Instructions for the task:
Produce a copy of every line in the records that holds the string "arithmetic".

Collected data entries
□ □ □ □

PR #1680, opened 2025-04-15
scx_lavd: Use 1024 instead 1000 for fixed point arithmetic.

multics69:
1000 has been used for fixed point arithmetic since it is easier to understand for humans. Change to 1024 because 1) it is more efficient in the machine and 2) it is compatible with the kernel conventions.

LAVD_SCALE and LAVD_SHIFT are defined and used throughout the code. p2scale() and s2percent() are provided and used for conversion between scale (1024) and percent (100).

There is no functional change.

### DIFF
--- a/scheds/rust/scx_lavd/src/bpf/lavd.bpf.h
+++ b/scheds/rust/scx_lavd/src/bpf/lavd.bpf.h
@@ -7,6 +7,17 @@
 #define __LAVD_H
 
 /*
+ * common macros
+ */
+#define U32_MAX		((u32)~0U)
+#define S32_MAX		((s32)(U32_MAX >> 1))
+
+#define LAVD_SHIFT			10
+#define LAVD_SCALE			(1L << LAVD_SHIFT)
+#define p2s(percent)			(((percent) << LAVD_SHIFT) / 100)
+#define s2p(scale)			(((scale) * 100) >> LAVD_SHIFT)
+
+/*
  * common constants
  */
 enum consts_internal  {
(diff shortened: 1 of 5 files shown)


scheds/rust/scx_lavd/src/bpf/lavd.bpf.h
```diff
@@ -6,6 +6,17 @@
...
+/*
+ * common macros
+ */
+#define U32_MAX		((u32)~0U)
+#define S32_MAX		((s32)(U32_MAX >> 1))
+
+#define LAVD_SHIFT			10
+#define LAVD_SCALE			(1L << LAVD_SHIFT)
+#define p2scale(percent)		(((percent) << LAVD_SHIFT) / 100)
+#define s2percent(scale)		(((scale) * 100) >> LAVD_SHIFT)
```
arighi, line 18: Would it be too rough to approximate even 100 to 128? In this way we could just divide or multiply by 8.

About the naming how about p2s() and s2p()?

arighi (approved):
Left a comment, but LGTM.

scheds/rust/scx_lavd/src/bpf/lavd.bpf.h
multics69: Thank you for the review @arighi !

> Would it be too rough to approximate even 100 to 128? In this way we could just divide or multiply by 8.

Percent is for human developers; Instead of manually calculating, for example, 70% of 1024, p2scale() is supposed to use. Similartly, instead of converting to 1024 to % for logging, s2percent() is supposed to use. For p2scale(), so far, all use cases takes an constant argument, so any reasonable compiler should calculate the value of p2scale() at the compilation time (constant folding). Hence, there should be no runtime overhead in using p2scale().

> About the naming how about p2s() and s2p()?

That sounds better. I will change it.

□ □ □ □

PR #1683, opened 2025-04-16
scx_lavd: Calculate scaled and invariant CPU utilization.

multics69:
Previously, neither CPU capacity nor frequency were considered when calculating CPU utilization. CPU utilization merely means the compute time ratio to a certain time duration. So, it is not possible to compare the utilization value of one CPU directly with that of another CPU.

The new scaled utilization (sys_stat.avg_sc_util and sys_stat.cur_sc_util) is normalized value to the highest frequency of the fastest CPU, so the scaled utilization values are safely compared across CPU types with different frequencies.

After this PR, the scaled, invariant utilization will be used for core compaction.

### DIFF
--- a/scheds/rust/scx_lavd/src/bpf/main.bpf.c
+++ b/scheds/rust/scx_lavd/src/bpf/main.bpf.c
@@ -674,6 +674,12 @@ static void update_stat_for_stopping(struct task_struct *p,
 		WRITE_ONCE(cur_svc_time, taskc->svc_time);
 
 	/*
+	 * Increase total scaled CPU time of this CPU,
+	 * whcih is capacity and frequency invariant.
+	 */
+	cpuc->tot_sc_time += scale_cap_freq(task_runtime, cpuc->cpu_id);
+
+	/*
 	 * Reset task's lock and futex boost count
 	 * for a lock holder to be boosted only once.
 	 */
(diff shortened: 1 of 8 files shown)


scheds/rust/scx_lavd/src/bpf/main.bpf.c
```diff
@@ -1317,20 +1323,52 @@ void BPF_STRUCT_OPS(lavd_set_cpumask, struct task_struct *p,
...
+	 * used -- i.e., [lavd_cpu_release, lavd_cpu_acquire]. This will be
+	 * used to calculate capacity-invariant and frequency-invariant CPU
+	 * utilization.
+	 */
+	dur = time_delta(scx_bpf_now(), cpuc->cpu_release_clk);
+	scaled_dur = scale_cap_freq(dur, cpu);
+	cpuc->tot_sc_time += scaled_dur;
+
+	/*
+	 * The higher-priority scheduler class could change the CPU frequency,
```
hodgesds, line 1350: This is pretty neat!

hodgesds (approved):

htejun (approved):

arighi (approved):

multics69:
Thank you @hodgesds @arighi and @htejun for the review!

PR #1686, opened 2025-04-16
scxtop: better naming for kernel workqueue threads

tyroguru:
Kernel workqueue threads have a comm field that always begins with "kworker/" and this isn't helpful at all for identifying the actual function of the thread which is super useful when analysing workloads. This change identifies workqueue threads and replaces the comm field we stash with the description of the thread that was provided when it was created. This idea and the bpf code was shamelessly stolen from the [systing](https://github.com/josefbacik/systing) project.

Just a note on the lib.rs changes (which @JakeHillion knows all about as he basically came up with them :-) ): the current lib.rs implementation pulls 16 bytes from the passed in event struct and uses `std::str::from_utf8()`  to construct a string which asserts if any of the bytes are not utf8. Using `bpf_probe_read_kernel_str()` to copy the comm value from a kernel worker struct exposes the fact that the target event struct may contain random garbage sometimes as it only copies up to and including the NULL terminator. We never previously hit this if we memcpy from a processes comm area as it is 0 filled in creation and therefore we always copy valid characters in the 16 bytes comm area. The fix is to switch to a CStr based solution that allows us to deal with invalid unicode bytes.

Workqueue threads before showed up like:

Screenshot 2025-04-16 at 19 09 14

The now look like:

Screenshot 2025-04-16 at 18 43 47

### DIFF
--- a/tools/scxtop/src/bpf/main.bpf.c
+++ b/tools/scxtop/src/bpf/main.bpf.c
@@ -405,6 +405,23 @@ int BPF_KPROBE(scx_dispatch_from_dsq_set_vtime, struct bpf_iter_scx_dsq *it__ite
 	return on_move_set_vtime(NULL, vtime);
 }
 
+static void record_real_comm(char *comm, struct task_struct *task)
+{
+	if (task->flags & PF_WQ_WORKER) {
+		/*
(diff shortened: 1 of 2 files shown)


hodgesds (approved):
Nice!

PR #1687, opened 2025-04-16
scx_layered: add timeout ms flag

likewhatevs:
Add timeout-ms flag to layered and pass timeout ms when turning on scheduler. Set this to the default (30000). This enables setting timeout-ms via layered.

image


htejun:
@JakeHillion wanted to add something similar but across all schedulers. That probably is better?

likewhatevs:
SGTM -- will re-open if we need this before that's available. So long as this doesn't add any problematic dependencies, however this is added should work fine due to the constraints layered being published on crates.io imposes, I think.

□ □ □ □

Solution below:
scx_lavd: Use 1024 instead 1000 for fixed point arithmetic.
1000 has been used for fixed point arithmetic since it is easier to understand for humans. Change to 1024 because 1) it is more efficient in the machine and 2) it is compatible with the kernel conventions.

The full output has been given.